Diet and Healthy Sperm
Diet Affects Sperm Health
It certainly seems that the information that a man's diet affects his sperm health should not be making current headlines, but it is. There have been some studies done over the past two years, two at Harvard and one in Brazil that confirm what most of us already know. Eating poorly produces poor quality sperm. For years women have closely monitored their diets in a bid to ensure optimum health in order to conceive. Men are just catching on. Although it's hard to believe, it's true. Maybe it is because women have been at the center of the fertility issue for years, when in fact, men account for 40 percent of the cases of infertility and conception problems.

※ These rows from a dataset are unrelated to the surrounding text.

PR #27929, opened 2026-04-01
fix(editor): Skip only current step when clicking Later in workflow setup

aalises:
## Summary

Fixes a P0 bug in Instance AI workflow setup where clicking "Later" on a credential setup step
skips **all** remaining steps instead of just the current one.

**Root cause:** `handleLater()` called `confirmAction(requestId, false)` unconditionally, which
sends `approved: false` to the backend. The backend treats this as a terminal exit and returns
`{ deferred: true }` without re-suspending for remaining steps.

**Fix:** In wizard mode, "Later" now:
1. Clears the selection for the current card (explicit skip)
2. Advances to the next step if there are more
3. Auto-applies the partial set if it was the last step and some cards were completed
4. Only defers the entire setup when no cards have been completed at all

No backend changes needed — the backend already supports partial applies (`partial: true` with
`skippedNodes`) via State 4 in `setup-workflow.tool.ts`.

https://www.notion.so/n8n/3355b6e0c94f8016ad04e72e8b3b1f05

## Review / Merge checklist

- [ ] Tests included.


mutdmour (commented):
looks good. can we add some tests?

mutdmour (dismissed):

mutdmour (dismissed):

mutdmour (approved):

Drop the Donut, Fella - Trans-fats are Killers
In one of the Harvard studies, researchers found that men with the lowest trans-fatty acid intake had roughly double the average sperm concentration as other men - 79 million sperm per mL compared to 48 million among those with the highest intake of trans-fat laden food. Study author Audrey Gaskins, a PhD candidate at the Harvard School of Public Health says that more research is needed, but it's possible that trans-fats may accumulate in sperm and wipe them out over time.

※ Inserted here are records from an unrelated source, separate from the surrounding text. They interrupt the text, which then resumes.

PR #27939, opened 2026-04-02
fix(core): Fixing issues across instance ai (no-changelog)

mutdmour:
## Summary
- When the AI service proxy is enabled (license + N8N_AI_ASSISTANT_BASE_URL),
the Model, Search, and Sandbox settings sections are hidden from the UI and
their fields are stripped from update requests. When the proxy is not
configured, all settings remain visible and functional.
- Fix bug where preview does not load if workflow name not returned in tool call. Fall back to 'workflowId' when workflowId is present without a name. Then enrich from the workflow store via a workflowNameLookup callback so all consumers see the real name
Also fixed the inline artifact card in chat messages (AgentTimeline) to resolve names from the enriched registry
- The execution adapter was passing `accessibleWorkflowIds` to
`findManyByRangeQuery`, but that field is not part of
`ExecutionSummaries.RangeQuery`. Without `user`/`sharingOptions`, the
query builder fell into `WHERE 1 = 0`, returning zero results every
time — causing the agent to loop on "Checking executions" without
finding anything.

## Review / Merge checklist

- [ ] Tests included. 


packages/cli/src/modules/instance-ai/instance-ai-settings.service.ts
```diff
@@ -143,6 +150,9 @@ export class InstanceAiSettingsService {
 	async updateAdminSettings(
 		update: InstanceAiAdminSettingsUpdateRequest,
 	): Promise<InstanceAiAdminSettingsResponse> {
+		if (this.aiService.isProxyEnabled()) {
+			this.stripProxyManagedAdminFields(update);
+		}
```
aalises, line 156: When the proxy is enabled, we would silently drop fields from the update request and returns 200 OK. An API consumer (or future UI code) sending `credentialId` or `sandboxEnabled` will get a success response with no indication that their changes were ignored. We could maybe return some warning in the response payload or rejecting with a 4xx

Would avoid confusing "update succeeded but nothing changed" scenario.

mutdmour: Sure. Will address

aalises (approved):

In a second study, the semen of 188 college-aged men were examined by Crimson researchers and found that those who ate a healthy diet, one with a lot of fresh fruits, vegetables, whole grains, legumes, and fish, had more motile sperm than those whose diets were comprised of pizza and foods with high trans-fat content. The motility rates of the healthy men were nearly seven percent higher than those of the less-healthy men.
Ms. Gaskins explains that "A healthy diet with lots of plant foods tends to be packed with antioxidants. Oxidative stress can impair sperm, but eating antioxidant-rich foods may protect semen quality."
Eat the Mediterranean Way
The best and easiest way to boost diet quality is to cut down (or cut out) packaged foods, which tend to be high in trans fats and low in antioxidants. A Mediterranean style diet that is based on fish, lots of fresh vegetables and olive oil is a good choice for eating to enhance sperm performance. Fish contains Omega 3 and Omega 6 fatty acids, the kind of fat the body needs for health and what a man's body needs for production of healthy sperm. Olive oil and flax seed oil are healthy sources of Omegas as well.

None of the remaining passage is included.